YOUR ASSIGNMENT: What lines of the data include the string "sense"? Copy them all.

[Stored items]
----------------------------------------

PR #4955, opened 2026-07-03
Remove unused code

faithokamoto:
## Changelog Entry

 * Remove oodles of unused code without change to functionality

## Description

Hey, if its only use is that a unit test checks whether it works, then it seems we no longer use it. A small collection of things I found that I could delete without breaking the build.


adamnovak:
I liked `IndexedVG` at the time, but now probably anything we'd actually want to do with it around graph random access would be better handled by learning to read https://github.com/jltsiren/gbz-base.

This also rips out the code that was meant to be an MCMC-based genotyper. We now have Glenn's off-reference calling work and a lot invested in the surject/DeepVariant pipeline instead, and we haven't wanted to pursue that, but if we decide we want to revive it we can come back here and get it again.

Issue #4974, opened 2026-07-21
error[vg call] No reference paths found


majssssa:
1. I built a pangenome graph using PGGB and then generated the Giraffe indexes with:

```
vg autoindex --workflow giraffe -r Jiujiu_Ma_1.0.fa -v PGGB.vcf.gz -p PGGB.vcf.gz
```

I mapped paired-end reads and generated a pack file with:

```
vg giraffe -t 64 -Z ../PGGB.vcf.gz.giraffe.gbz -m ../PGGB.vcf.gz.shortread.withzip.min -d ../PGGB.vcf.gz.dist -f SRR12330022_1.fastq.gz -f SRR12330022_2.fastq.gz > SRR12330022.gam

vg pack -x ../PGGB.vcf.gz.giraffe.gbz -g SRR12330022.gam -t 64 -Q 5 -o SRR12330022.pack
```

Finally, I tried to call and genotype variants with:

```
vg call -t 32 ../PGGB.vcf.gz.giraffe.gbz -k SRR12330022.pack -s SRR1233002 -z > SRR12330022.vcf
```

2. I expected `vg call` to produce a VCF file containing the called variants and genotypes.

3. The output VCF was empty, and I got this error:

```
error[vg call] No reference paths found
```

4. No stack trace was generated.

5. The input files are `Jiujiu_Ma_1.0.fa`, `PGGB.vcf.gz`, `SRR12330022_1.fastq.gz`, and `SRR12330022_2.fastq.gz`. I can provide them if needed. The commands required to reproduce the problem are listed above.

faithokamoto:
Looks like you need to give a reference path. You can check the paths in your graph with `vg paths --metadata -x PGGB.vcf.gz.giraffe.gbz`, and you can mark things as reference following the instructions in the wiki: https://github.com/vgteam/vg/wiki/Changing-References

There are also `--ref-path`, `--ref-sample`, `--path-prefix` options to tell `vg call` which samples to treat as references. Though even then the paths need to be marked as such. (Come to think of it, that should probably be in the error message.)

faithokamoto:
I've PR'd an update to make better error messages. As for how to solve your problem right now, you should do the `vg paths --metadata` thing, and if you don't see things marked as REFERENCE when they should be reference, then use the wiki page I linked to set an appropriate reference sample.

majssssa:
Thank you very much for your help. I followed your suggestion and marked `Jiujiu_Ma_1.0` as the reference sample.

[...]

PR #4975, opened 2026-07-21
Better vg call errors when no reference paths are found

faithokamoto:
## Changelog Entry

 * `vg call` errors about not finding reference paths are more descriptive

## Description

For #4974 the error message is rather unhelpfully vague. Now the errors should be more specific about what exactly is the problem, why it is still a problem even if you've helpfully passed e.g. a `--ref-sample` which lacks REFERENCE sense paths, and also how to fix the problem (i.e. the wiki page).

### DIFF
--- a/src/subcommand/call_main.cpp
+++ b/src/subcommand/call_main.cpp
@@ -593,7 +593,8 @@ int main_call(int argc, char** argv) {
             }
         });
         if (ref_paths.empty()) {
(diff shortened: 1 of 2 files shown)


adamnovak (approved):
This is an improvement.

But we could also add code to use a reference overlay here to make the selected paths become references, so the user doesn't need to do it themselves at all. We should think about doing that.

----------------------------------------

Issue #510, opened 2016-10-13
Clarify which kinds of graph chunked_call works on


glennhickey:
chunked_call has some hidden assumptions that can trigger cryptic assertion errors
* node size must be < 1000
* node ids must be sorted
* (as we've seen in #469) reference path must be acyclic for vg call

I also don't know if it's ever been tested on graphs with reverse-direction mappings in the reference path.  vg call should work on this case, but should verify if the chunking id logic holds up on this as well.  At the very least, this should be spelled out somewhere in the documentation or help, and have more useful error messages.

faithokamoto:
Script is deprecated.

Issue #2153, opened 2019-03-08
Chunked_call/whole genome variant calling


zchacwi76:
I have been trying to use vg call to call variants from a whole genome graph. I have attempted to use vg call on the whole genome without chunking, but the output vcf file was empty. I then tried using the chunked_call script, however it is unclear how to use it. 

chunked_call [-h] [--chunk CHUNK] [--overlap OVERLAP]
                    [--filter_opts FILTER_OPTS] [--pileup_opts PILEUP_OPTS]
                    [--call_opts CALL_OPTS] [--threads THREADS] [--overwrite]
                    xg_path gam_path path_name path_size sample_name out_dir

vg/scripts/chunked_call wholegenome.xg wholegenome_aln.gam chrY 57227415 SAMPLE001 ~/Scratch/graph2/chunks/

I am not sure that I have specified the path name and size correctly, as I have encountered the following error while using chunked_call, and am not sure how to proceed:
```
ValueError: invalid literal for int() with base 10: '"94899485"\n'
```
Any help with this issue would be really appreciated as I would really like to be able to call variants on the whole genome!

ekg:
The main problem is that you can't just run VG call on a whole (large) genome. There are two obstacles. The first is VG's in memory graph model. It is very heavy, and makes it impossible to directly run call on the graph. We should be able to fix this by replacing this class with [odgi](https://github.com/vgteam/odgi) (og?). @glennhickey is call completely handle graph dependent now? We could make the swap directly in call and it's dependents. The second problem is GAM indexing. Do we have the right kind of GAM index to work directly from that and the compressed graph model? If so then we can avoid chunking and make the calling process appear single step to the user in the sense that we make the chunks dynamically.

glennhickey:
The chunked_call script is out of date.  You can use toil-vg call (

----------------------------------------

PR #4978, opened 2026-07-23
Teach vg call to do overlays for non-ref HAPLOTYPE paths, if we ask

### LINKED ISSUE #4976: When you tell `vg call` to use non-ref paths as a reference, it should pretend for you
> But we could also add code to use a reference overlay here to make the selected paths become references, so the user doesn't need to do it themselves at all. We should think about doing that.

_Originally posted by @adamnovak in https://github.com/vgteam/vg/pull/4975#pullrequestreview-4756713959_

----------------------------------------

TASK OUTPUT:
For #4974 the error message is rather unhelpfully vague. Now the errors should be more specific about what exactly is the problem, why it is still a problem even if you've helpfully passed e.g. a `--ref-sample` which lacks REFERENCE sense paths, and also how to fix the problem (i.e. the wiki page).
The main problem is that you can't just run VG call on a whole (large) genome. There are two obstacles. The first is VG's in memory graph model. It is very heavy, and makes it impossible to directly run call on the graph. We should be able to fix this by replacing this class with [odgi](https://github.com/vgteam/odgi) (og?). @glennhickey is call completely handle graph dependent now? We could make the swap directly in call and it's dependents. The second problem is GAM indexing. Do we have the right kind of GAM index to work directly from that and the compressed graph model? If so then we can avoid chunking and make the calling process appear single step to the user in the sense that we make the chunks dynamically.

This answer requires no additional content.